-- Records shown follows --
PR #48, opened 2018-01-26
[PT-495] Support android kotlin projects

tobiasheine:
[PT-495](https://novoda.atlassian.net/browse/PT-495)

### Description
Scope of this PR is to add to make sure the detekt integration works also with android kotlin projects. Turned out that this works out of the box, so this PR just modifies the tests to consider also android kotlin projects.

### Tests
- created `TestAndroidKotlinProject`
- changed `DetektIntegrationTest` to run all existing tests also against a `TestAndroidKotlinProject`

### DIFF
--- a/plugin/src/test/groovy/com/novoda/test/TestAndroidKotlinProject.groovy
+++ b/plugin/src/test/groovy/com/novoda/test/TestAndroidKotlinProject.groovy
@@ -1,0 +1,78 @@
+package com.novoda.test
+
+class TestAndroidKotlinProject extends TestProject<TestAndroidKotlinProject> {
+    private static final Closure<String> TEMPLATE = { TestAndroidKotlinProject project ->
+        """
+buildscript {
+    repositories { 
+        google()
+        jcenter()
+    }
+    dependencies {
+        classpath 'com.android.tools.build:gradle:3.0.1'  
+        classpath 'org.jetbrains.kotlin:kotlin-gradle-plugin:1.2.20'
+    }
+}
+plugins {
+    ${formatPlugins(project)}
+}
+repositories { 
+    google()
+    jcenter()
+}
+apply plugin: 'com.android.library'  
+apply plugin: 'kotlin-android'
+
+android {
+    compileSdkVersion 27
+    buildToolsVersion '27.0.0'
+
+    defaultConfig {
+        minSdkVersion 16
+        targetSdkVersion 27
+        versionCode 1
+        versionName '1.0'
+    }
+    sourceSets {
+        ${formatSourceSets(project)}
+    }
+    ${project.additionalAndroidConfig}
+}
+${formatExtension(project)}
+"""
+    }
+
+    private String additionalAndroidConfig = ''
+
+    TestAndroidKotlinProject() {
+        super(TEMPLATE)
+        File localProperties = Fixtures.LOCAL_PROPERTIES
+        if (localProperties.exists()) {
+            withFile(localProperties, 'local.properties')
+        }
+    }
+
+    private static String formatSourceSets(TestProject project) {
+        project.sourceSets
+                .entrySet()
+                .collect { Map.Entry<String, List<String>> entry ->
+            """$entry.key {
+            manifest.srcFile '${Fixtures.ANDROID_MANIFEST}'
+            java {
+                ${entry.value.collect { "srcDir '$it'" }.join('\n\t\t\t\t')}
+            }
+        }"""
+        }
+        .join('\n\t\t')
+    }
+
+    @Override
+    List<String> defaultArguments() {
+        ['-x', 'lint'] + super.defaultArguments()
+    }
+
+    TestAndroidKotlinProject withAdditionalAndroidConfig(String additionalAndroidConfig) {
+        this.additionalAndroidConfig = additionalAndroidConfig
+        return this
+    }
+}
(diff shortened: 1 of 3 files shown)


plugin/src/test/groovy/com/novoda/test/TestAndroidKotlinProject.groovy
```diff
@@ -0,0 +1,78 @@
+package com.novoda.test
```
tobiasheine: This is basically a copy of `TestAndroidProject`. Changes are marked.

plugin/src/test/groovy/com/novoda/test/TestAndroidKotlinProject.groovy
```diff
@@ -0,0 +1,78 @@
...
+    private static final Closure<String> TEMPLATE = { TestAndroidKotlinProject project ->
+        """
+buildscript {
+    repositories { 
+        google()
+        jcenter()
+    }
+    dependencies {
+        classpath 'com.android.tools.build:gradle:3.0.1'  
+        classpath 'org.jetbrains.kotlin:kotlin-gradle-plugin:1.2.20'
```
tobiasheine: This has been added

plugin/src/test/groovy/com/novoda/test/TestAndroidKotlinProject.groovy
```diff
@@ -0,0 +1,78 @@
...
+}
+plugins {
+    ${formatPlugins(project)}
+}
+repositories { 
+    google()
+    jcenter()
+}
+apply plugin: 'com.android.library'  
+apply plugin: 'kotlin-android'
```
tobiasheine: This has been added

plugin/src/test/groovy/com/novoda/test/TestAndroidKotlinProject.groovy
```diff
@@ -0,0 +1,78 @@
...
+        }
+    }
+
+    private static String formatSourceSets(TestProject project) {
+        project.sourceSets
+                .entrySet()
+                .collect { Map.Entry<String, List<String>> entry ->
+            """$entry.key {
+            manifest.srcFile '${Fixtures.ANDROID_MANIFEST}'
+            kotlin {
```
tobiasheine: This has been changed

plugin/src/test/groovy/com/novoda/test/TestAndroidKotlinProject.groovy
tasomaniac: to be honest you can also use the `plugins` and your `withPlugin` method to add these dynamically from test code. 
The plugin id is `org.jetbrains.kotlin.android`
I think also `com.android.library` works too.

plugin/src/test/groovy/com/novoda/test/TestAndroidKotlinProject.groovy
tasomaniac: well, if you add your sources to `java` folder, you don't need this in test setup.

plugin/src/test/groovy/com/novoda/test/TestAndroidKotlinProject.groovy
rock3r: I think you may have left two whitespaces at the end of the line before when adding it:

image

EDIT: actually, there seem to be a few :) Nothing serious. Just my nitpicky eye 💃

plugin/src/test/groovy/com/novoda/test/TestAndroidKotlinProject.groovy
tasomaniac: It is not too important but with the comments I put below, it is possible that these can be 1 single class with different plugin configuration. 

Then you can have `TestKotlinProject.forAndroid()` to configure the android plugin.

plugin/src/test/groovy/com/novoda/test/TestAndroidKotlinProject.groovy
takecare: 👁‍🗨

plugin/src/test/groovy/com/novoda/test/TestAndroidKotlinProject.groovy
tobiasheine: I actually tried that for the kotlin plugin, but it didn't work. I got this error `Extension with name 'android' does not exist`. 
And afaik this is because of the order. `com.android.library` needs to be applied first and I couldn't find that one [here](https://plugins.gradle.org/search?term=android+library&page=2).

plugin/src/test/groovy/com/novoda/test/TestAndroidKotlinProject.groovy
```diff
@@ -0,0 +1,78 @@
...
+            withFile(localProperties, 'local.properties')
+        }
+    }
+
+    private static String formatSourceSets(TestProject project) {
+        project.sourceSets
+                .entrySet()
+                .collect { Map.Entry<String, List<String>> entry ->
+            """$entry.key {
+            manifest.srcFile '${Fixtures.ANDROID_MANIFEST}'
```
-- Records shown concluded --
-- Records shown follows --
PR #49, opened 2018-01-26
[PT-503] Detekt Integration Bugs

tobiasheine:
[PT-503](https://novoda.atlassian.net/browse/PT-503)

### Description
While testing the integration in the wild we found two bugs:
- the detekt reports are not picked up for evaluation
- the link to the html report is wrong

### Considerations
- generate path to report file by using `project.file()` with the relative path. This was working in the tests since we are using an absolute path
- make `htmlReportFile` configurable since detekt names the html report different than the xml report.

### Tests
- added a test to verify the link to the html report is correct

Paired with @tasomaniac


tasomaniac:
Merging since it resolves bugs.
-- Records shown concluded --
-- Records shown follows --
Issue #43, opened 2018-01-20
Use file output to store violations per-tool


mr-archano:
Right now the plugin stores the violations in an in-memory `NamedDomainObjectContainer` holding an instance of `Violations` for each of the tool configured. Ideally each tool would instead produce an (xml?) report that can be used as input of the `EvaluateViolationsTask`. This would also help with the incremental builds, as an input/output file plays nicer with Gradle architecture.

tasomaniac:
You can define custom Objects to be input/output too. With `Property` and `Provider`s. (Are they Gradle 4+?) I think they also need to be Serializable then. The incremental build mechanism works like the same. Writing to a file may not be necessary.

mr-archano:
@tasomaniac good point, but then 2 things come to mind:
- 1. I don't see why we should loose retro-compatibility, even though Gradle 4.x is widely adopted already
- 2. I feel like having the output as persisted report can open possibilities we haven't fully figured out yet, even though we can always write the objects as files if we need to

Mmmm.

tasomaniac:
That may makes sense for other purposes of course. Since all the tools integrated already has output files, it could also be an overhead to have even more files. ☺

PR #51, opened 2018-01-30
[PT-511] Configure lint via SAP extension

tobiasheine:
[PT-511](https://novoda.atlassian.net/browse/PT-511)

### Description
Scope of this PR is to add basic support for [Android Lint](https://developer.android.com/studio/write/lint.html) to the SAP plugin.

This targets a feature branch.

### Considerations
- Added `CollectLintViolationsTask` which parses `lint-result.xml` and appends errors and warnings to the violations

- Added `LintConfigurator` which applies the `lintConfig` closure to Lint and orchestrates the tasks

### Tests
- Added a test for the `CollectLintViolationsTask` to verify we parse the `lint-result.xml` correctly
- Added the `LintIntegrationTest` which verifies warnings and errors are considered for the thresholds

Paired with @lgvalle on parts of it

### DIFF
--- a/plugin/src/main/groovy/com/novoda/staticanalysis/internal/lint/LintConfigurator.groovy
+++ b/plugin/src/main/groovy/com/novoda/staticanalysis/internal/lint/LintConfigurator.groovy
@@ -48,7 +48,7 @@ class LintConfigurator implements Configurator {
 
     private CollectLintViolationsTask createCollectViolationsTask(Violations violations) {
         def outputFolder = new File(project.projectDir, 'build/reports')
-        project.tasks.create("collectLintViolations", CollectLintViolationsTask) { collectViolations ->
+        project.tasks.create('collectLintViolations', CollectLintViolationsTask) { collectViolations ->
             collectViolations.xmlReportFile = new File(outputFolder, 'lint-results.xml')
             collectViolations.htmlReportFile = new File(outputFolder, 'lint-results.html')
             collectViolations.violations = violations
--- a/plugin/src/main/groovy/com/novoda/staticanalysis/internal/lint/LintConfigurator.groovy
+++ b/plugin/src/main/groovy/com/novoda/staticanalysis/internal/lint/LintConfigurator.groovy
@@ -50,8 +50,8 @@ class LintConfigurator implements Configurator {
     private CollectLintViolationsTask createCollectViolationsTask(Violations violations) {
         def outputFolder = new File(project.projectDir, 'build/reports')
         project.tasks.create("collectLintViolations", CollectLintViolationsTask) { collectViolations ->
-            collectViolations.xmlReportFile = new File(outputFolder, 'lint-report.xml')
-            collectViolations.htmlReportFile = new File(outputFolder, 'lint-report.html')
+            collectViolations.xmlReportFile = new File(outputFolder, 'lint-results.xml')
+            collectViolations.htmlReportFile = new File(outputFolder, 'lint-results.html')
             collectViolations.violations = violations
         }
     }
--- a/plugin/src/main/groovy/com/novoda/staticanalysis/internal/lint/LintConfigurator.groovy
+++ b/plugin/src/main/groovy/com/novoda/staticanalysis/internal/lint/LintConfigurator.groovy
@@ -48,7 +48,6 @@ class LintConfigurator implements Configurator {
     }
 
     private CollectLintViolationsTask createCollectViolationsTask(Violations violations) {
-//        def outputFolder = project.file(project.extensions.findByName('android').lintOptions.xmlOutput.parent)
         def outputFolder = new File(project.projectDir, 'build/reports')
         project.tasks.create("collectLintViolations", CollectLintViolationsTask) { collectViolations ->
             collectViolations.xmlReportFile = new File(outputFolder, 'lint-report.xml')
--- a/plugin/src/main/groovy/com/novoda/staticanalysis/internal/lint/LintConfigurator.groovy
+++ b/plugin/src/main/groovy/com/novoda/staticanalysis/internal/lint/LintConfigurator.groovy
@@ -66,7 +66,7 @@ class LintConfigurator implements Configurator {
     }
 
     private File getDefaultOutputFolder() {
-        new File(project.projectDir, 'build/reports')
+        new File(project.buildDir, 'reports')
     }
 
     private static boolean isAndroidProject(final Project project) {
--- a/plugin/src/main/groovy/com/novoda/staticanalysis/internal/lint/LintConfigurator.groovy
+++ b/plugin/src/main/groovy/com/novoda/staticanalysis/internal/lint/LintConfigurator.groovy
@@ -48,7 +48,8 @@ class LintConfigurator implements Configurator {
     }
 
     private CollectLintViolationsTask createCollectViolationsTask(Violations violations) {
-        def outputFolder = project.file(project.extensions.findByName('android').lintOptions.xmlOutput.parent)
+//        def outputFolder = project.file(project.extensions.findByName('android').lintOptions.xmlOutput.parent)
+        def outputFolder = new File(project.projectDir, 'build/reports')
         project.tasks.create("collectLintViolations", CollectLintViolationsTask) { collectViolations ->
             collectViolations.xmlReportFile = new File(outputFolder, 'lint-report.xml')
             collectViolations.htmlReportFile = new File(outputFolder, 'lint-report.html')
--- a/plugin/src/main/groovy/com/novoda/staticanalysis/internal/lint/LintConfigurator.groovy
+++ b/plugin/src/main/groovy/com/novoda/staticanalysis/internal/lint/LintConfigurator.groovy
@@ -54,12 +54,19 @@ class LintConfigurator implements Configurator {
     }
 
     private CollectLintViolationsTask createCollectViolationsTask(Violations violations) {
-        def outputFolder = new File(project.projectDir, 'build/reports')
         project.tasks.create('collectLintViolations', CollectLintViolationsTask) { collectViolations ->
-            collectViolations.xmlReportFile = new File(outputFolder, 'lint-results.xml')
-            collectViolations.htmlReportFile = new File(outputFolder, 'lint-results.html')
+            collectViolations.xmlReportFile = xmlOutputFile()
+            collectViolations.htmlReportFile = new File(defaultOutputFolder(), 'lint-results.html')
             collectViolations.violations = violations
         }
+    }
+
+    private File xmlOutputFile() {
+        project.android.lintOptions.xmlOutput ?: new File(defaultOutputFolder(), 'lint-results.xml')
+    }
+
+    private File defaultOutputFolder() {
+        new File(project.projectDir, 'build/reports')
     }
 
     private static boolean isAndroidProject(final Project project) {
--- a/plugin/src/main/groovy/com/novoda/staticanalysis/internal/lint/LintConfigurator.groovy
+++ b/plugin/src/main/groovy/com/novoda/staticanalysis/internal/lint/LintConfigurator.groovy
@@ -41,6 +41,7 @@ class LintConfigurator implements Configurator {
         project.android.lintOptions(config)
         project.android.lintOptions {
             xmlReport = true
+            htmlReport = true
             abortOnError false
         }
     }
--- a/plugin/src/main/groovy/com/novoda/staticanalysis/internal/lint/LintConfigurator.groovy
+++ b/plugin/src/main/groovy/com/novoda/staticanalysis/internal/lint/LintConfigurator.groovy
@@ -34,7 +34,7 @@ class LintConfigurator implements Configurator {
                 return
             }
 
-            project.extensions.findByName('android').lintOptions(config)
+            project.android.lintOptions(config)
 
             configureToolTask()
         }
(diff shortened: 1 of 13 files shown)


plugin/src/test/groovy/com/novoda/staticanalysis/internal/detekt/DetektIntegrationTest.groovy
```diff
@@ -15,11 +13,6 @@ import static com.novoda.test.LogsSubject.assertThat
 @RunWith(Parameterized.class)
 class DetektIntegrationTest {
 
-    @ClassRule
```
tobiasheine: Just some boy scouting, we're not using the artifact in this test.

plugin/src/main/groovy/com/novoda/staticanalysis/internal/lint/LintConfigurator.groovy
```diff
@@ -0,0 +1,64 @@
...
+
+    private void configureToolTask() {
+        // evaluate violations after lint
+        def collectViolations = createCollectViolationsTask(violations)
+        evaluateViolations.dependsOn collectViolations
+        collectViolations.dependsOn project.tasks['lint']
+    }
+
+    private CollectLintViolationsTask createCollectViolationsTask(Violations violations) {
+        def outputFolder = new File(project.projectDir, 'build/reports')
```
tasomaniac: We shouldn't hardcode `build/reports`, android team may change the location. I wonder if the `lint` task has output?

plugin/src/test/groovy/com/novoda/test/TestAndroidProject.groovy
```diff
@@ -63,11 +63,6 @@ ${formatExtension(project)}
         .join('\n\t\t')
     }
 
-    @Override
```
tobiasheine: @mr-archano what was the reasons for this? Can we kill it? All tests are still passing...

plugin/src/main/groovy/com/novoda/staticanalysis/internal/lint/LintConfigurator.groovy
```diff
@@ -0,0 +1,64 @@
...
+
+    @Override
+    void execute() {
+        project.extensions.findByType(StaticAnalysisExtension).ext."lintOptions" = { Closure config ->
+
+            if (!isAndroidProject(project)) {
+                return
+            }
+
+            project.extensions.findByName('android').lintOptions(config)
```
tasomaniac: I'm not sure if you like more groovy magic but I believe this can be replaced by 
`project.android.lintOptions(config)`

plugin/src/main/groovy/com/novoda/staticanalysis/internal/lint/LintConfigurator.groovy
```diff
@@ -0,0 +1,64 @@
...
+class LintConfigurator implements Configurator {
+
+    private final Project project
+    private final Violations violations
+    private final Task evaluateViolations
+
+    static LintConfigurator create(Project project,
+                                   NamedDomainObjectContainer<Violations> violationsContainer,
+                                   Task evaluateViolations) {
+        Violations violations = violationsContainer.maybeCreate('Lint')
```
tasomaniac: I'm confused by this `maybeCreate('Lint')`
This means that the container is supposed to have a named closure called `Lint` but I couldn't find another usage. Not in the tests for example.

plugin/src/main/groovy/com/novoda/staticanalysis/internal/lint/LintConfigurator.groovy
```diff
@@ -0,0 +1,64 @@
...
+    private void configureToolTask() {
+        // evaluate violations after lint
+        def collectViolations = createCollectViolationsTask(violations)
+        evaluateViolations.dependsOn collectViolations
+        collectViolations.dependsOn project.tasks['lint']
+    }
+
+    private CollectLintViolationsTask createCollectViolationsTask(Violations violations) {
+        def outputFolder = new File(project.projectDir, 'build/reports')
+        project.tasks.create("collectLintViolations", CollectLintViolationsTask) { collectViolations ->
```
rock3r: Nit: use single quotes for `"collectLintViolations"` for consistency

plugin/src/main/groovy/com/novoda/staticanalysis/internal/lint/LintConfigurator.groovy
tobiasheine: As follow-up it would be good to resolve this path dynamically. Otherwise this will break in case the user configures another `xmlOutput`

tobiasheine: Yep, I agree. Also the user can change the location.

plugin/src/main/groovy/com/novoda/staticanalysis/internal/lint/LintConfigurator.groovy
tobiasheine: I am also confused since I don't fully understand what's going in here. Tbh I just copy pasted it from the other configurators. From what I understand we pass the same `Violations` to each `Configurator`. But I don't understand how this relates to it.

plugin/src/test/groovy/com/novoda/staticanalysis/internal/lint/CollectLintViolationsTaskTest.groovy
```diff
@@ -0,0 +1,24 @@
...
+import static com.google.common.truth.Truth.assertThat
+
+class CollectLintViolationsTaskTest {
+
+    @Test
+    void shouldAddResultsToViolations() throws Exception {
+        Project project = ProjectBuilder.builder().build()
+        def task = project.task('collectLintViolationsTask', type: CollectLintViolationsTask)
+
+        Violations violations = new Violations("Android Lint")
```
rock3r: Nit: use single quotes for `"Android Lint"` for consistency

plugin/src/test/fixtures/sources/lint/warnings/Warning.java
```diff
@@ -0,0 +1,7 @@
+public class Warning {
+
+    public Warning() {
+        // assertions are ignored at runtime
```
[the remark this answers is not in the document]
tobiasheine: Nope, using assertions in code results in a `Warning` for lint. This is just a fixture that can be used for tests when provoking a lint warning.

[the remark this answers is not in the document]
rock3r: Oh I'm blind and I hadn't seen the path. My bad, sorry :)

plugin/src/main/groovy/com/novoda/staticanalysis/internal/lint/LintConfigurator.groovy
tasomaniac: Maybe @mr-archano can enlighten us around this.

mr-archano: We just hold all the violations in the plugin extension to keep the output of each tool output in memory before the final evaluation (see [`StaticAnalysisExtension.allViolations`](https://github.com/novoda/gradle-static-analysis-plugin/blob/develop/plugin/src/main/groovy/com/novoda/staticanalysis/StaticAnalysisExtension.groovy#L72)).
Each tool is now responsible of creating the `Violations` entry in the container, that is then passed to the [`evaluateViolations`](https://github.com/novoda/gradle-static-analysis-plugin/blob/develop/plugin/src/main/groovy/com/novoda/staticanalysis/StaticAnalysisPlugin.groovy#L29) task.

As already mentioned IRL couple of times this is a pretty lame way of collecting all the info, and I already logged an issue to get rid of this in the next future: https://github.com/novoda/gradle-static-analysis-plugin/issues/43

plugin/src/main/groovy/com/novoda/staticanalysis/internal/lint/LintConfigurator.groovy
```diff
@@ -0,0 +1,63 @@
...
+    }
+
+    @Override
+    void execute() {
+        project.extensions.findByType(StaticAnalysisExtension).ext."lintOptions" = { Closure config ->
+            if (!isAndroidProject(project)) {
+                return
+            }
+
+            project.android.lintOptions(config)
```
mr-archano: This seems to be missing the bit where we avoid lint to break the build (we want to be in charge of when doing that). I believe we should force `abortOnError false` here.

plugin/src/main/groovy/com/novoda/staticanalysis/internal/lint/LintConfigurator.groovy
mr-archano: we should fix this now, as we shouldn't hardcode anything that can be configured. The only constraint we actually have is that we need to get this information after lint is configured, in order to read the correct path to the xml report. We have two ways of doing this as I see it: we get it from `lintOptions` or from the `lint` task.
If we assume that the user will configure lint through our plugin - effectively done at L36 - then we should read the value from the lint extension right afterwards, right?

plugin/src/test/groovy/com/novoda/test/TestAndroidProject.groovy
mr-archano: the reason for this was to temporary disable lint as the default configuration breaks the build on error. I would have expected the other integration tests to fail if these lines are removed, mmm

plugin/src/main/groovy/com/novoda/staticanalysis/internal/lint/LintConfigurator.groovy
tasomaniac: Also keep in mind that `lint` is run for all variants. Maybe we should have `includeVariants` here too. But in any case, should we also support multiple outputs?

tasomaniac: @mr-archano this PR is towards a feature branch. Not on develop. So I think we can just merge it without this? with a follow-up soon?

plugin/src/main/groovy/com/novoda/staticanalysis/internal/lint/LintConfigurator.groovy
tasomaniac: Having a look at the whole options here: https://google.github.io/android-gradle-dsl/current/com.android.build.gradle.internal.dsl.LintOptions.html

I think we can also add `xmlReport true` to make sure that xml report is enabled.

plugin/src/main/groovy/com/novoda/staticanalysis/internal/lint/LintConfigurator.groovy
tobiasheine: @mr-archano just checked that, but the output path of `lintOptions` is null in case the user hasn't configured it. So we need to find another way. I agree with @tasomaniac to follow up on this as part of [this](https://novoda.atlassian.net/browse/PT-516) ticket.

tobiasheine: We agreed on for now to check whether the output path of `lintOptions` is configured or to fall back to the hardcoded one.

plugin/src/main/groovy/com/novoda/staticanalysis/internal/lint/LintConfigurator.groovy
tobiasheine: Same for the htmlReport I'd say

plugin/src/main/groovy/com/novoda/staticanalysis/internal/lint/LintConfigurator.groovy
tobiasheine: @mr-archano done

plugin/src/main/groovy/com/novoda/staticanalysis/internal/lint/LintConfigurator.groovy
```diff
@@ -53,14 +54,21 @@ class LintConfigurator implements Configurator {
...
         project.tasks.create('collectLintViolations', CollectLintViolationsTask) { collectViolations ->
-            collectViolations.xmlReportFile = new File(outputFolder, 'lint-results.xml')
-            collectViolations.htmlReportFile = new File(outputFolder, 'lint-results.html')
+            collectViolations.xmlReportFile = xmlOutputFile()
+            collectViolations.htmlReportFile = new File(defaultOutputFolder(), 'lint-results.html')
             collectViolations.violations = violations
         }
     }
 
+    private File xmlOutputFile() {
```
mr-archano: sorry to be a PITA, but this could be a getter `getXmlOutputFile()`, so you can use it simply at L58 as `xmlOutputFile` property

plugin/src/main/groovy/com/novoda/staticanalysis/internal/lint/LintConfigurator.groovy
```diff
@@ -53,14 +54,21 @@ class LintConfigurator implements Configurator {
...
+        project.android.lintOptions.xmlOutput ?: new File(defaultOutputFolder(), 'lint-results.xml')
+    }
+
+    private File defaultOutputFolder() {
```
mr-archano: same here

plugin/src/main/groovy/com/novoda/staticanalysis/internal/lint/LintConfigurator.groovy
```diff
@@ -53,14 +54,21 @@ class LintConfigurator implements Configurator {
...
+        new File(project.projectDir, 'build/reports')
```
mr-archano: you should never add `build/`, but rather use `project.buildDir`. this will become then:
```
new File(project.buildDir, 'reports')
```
-- Records shown concluded --
## [What needs to be done]
Which lines of the data contain the string "implements"? Copy each one.

## [Answer]
@@ -48,7 +48,7 @@ class LintConfigurator implements Configurator {
@@ -50,8 +50,8 @@ class LintConfigurator implements Configurator {
@@ -48,7 +48,6 @@ class LintConfigurator implements Configurator {
@@ -66,7 +66,7 @@ class LintConfigurator implements Configurator {
@@ -48,7 +48,8 @@ class LintConfigurator implements Configurator {
@@ -54,12 +54,19 @@ class LintConfigurator implements Configurator {
@@ -41,6 +41,7 @@ class LintConfigurator implements Configurator {
@@ -34,7 +34,7 @@ class LintConfigurator implements Configurator {
+class LintConfigurator implements Configurator {
@@ -53,14 +54,21 @@ class LintConfigurator implements Configurator {
@@ -53,14 +54,21 @@ class LintConfigurator implements Configurator {
@@ -53,14 +54,21 @@ class LintConfigurator implements Configurator {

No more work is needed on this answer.